- [What is needed] Copy each of the records exactly.

- [Extracted material]
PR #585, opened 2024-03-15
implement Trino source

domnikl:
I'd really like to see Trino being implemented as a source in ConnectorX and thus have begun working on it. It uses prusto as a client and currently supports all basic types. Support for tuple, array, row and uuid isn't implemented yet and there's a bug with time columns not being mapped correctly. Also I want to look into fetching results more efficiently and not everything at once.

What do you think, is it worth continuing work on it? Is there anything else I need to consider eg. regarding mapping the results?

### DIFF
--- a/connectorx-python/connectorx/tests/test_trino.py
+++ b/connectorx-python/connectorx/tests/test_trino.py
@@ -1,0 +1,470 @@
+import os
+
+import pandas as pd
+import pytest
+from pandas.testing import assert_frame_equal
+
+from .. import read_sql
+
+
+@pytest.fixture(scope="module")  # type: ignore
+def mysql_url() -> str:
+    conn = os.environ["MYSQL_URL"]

- [Reply]
PR #585, opened 2024-03-15
implement Trino source

domnikl:
I'd really like to see Trino being implemented as a source in ConnectorX and thus have begun working on it. It uses prusto as a client and currently supports all basic types. Support for tuple, array, row and uuid isn't implemented yet and there's a bug with time columns not being mapped correctly. Also I want to look into fetching results more efficiently and not everything at once.

What do you think, is it worth continuing work on it? Is there anything else I need to consider eg. regarding mapping the results?

### DIFF
--- a/connectorx-python/connectorx/tests/test_trino.py
+++ b/connectorx-python/connectorx/tests/test_trino.py
@@ -1,0 +1,470 @@
+import os
+
+import pandas as pd
+import pytest
+from pandas.testing import assert_frame_equal
+
+from .. import read_sql
+
+
+@pytest.fixture(scope="module")  # type: ignore
+def mysql_url() -> str:
+    conn = os.environ["MYSQL_URL"]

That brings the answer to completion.